» Problem to solve
Among the entries, which lines carry the string "Shot"? Copy every one.

» Record extracts
PR #12096, opened 2022-11-10
Added custom field option to view assets

snipe:
This PR allows you to set the visibility on a custom field for the user with that asset checked out to them when they go to `View Assigned Assets` in their profile section. 

Screen Shot 2022-11-10 at 5 45 41 PM

Screen Shot 2022-11-10 at 5 45 59 PM

This also adds a new column to the custom fields interface to show whether the field is displayed to the user or not. 

Note: This does NOT currently display fields that are encrypted and doesn't currently handle any fancy formatting like dates, etc.

### DIFF
--- a/app/Http/Controllers/CustomFieldsController.php
+++ b/app/Http/Controllers/CustomFieldsController.php
@@ -86,15 +86,24 @@ class CustomFieldsController extends Controller
     {
         $this->authorize('create', CustomField::class);
 
+        $show_in_email = $request->get("show_in_email", 0);
+        $display_in_user_view = $request->get("display_in_user_view", 0);
+
+        // Override the display settings if the field is encrypted
+        if ($request->get("field_encrypted") == '1') {
+            $show_in_email = '0';
+            $display_in_user_view = '0';
+        }
+
         $field = new CustomField([
             "name" => trim($request->get("name")),
             "element" => $request->get("element"),
             "help_text" => $request->get("help_text"),
             "field_values" => $request->get("field_values"),
             "field_encrypted" => $request->get("field_encrypted", 0),
-            "show_in_email" => $request->get("show_in_email", 0),
+            "show_in_email" => $show_in_email,
             "is_unique" => $request->get("is_unique", 0),
-            "display_in_user_view" => $request->get("display_in_user_view", 0),
+            "display_in_user_view" => $display_in_user_view,
             "user_id" => Auth::id()
         ]);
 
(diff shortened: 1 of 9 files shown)


brianhoganm:
I think this is awesome! However, I really wish that users can see assets
assigned to their location. This would be a huge for our teachers to see
what Chromebooks/Tablets the students have. Thanks!

brianhoganm:
I also forgot to mention that when users view their profile. There is a
blue link to their location (see below). They can click on it but they
can't view any assets. HOWEVER....they can click on print assigned assets.
They can see all of the assets that way. So, either there is a small flaw
to that or this may be something in the works???

[image: image.png]

After they click on the location they can't view anything. I would love it
if they can view the current location. This would be AMAZING!!! I think if
there was a policy to allow users to view current locations would be very
beneficial.

[image: image.png]

resources/views/custom_fields/fields/edit.blade.php
```diff
@@ -206,11 +217,13 @@
     $('#field_encrypted').on('ifChecked', function(event){
         $("#encrypt_warning").show();
         $("#show_in_email").hide();
+        $("#display_in_user_view").hide();
```
uberbrady, line 220: I feel like we also need to enforce that these settings are forced to be set to zero when the field is encrypted.

My concern is - let's say you are creating a custom field, and you click 'show in email' and 'display in user view'. Then you click 'encrypt' - will it save 'show in email' as 1 still, even though the field is hidden? I'm not exactly sure.

app/Http/Controllers/CustomFieldsController.php
```diff
@@ -94,6 +94,7 @@ public function store(CustomFieldRequest $request)
             "field_encrypted" => $request->get("field_encrypted", 0),
             "show_in_email" => $request->get("show_in_email", 0),
             "is_unique" => $request->get("is_unique", 0),
+            "display_in_user_view" => $request->get("display_in_user_view", 0),
```
uberbrady: For the other comment I made down below, this might be the place where I would make sure that we don't accidentally set 'show in email' or 'display in user view'. I might not be right about that though.

uberbrady (commented):
This looks like it could be a really handy feature, and I do like the code cleanup as well. I had one small concern, but I'm not sure I'm correct on that one. Anyways, nice work, and thank you!

app/Http/Controllers/CustomFieldsController.php
snipe: I've added a few lines to override those fields if encrypted.

uberbrady (approved):
Perfect, love it! Thank you!

snipe:
> After they click on the location they can't view anything. I would love it
if they can view the current location. This would be AMAZING!!! I think if
there was a policy to allow users to view current locations would be very
beneficial.

That sounds like a different issue - it really just shouldn't be linked. A regular user shouldn't be able to see locations.

PR #12120, opened 2022-11-15
Added ability to include deleted items in tag search endpoint

snipe:
This cleans up some of the (very old) API calls to search by tag or by serial. Search by tag is used by the top search, and search by serial is an endpoint we provide just as a tool but that that GUI does not consume.

### DIFF
--- a/app/Http/Controllers/Api/AssetsController.php
+++ b/app/Http/Controllers/Api/AssetsController.php
@@ -364,32 +364,28 @@ class AssetsController extends Controller
     /**
      * Returns JSON with information about an asset (by tag) for detail view.
      *
-     * @author [A. Gianotto] [<snipe@snipe.net>]
      * @param string $tag
+     * @param string $deleted
      * @since [v4.2.1]
-     * @return JsonResponse
+     * @author [A. Gianotto] [<snipe@snipe.net>]
+     * @return \Illuminate\Http\JsonResponse
      */
     public function showByTag(Request $request, $tag)
     {
         $this->authorize('index', Asset::class);
-        if ($assets = Asset::with('assetstatus')->with('assignedTo')
-            ->withTrashed()->where('asset_tag', $tag)->get()) {
-            return (new AssetsTransformer)->transformAssets($assets, $assets->count());
-        }
-        return response()->json(Helper::formatStandardApiResponse('error', null, 'Asset not found'), 200);
+        $assets = Asset::where('asset_tag', $tag)->with('assetstatus')->with('assignedTo');
 
-        $assets = Asset::with('assetstatus')->with('assignedTo');
-
-        if ($request->input('deleted', 'false') === 'true') {
+        // Check if they've passed ?deleted=true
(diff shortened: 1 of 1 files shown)


app/Http/Controllers/Api/AssetsController.php
```diff
@@ -364,19 +364,29 @@ public function index(Request $request, $audit = null)
...
      * @since [v4.2.1]
-     * @return JsonResponse
+     * @author [A. Gianotto] [<snipe@snipe.net>]
+     * @return \Illuminate\Http\JsonResponse
      */
     public function showByTag(Request $request, $tag)
     {
-        if ($asset = Asset::with('assetstatus')->with('assignedTo')->where('asset_tag', $tag)->first()) {
-            $this->authorize('view', $asset);
+        $this->authorize('index', Asset::class);
```
uberbrady, line 374: So it looks like we're now authorizing you based on whether you can view the *index* page, rather than view the asset? I worry that with multicompany support that could be a problem. Maybe you should need to have both? 'index' to actually do the query, and the 'view on the asset' to get the results?

app/Http/Controllers/Api/AssetsController.php
```diff
@@ -364,19 +364,29 @@ public function index(Request $request, $audit = null)
     /**
      * Returns JSON with information about an asset (by tag) for detail view.
      *
-     * @author [A. Gianotto] [<snipe@snipe.net>]
      * @param string $tag
+     * @param string $deleted
```
uberbrady: This is meant to be a function parameter, not a query parameter

app/Http/Controllers/Api/AssetsController.php
```diff
@@ -385,29 +395,26 @@ public function showByTag(Request $request, $tag)
      *
      * @author [A. Gianotto] [<snipe@snipe.net>]
      * @param string $serial
+     * @param string $deleted
```
uberbrady: same

app/Http/Controllers/Api/AssetsController.php
```diff
@@ -385,29 +395,26 @@ public function showByTag(Request $request, $tag)
...
      * @since [v4.2.1]
      * @return JsonResponse
      */
     public function showBySerial(Request $request, $serial)
     {
         $this->authorize('index', Asset::class);
```
uberbrady, line 402: Similar here - should we require index *and* the ability to view the asset? Or just the latter?

uberbrady (changes requested):
These look like some excellent cleanups - I had a few stylistic comments for you, and a security question. But it's definitely great to see this old stuff get all cleaned up, very nice!

app/Http/Controllers/Api/AssetsController.php
snipe: Well we could be returning more than one asset here though - it's a `->get()`. I mean, in theory it should only be one, at least for searching by tag (because unique) but serial isn't required to be unique.

PR #12132, opened 2022-11-16
Fixed issue where View Assigned Assets would crash if there are no custom fields for any assigned models

snipe:
If none of a user's assigned assets have any custom fields, this will cause the View Assigned Assets page to crash. This fixes that regression.


uberbrady (approved):
LGTM!

PR #12139, opened 2022-11-17
Fixed #9949 - PATCH to custom fields failing on validation (alt approach to #12011)

### LINKED ISSUE #9949: Unable to update field values for custom field without changing the name

snipe:
This is an alternate solution to the issue where patches to the custom fields API would require you to pass the name (and would fail if it wasn't unique). @inietov had a proposed solution in #12011 which is meant to fix #9949, but this is a slightly different angle which may or may not be more consistent with how we handle this issue elsewhere. We still have to use `$validator = Validator::make($data, $field->validationRules($regex_format));` in the controllers since we have to pass some dynamic info (regex) into that validator and the `protected $rules` won't allow that. 

I'd love some eyeballs on this though, from both @uberbrady and @inietov <3

### DIFF
--- a/app/Models/CustomField.php
+++ b/app/Models/CustomField.php
@@ -50,7 +50,7 @@ class CustomField extends Model
      */
     protected $rules = [
         'name' => 'required|unique:custom_fields',
-        'element' => 'required','in:text,listbox,textarea,checkbox,radio',
+        'element' => 'required|in:text,listbox,textarea,checkbox,radio',
         'field_encrypted' => 'nullable|boolean',
     ];
 
--- a/app/Models/CustomField.php
+++ b/app/Models/CustomField.php
@@ -48,7 +48,11 @@ class CustomField extends Model
      *
      * @var array
      */
-    protected $rules = [];
+    protected $rules = [
+        'name' => 'required|unique:custom_fields',
+        'element' => 'required','in:text,listbox,textarea,checkbox,radio',
+        'field_encrypted' => 'nullable|boolean',
+    ];
 
     /**
      * The attributes that are mass assignable.
@@ -357,15 +361,9 @@ class CustomField extends Model
     public function validationRules($regex_format = null)
     {
         return [
-            'name' => 'required|unique:custom_fields',
-            'element' => [
-                'required',
-                Rule::in(['text', 'listbox',  'textarea', 'checkbox', 'radio']),
-            ],
             'format' => [
                 Rule::in(array_merge(array_keys(self::PREDEFINED_FORMATS), self::PREDEFINED_FORMATS, [$regex_format])),
-            ],
-            'field_encrypted' => 'nullable|boolean',
+            ]
         ];
     }
 


app/Models/CustomField.php
```diff
@@ -48,7 +48,11 @@ class CustomField extends Model
      *
      * @var array
      */
-    protected $rules = [];
+    protected $rules = [
+        'name' => 'required|unique:custom_fields',
+        'element' => 'required','in:text,listbox,textarea,checkbox,radio',
```
uberbrady: I think this should be `required|in:text,listbox,textarea,checkbox,radio`?

app/Models/CustomField.php
```diff
@@ -48,7 +48,11 @@ class CustomField extends Model
...
+        'field_encrypted' => 'nullable|boolean',
+    ];
```
uberbrady, line 55: I feel like we could add:

```php
'format' => [
                 Rule::in(array_merge(array_keys(self::PREDEFINED_FORMATS), self::PREDEFINED_FORMATS, [$regex_format])),
             ],
```
      
that right into the model-level validation rules, right? Then we could get rid of the `validationRules` method entirely (which I *think* was trying to something else entirely but got transmogrified somehow into subsuming model-level validation...)

uberbrady: (Because when we actually *call* `validationRules()` we don't seem to use the parameter at all)

uberbrady (changes requested):
This seems like a solid move in the right direction here - I always prefer model-level validation so that you know that *whenever* you're using a particular model, that it always has passed some sort of validation. (Of course, we've run into the drawbacks of that approach, but I still think the benefits outweigh the drawbacks).

I think - unless I'm missing something, which is absolutely possible - that we can put *all* of the model-level validation into the `$rules` attribute and then not have to explicitly invoke a validator at all. I would definitely run through the code real quick and see if the `validationRules()` method is used anywhere else, or ever called with a real parameter - based on how that method looks, I suspect not. Other comments are in-line.

I think this is a solid cleanup and if we can take it one step further our code will be much nicer!

app/Models/CustomField.php
snipe: We do though, it's right in the PR text. `$validator = Validator::make($data, $field->validationRules($regex_format));`

snipe: https://github.com/snipe/snipe-it/blob/5661e69520851b95dc341f17993fce2c8cab95d0/app/Http/Controllers/Api/CustomFieldsController.php#L103

uberbrady: You're right, but I still suspect that we could get rid of the `validationRules` method completely because it's only invoked on Custom Field *creation* (or update). So really just model-level validation will do. The way we validate the *contents* of the custom field (within the asset) is by overriding the `save()` method on the asset - which does *not* call this method.

uberbrady (approved):
This is still a good enough step in the right direction that I'll accept it. I mentioned another thing in-line, but I totally get your point that you don't want to change too many things at once. Thanks!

» Solved problem
Screen Shot 2022-11-10 at 5 45 41 PM
Screen Shot 2022-11-10 at 5 45 59 PM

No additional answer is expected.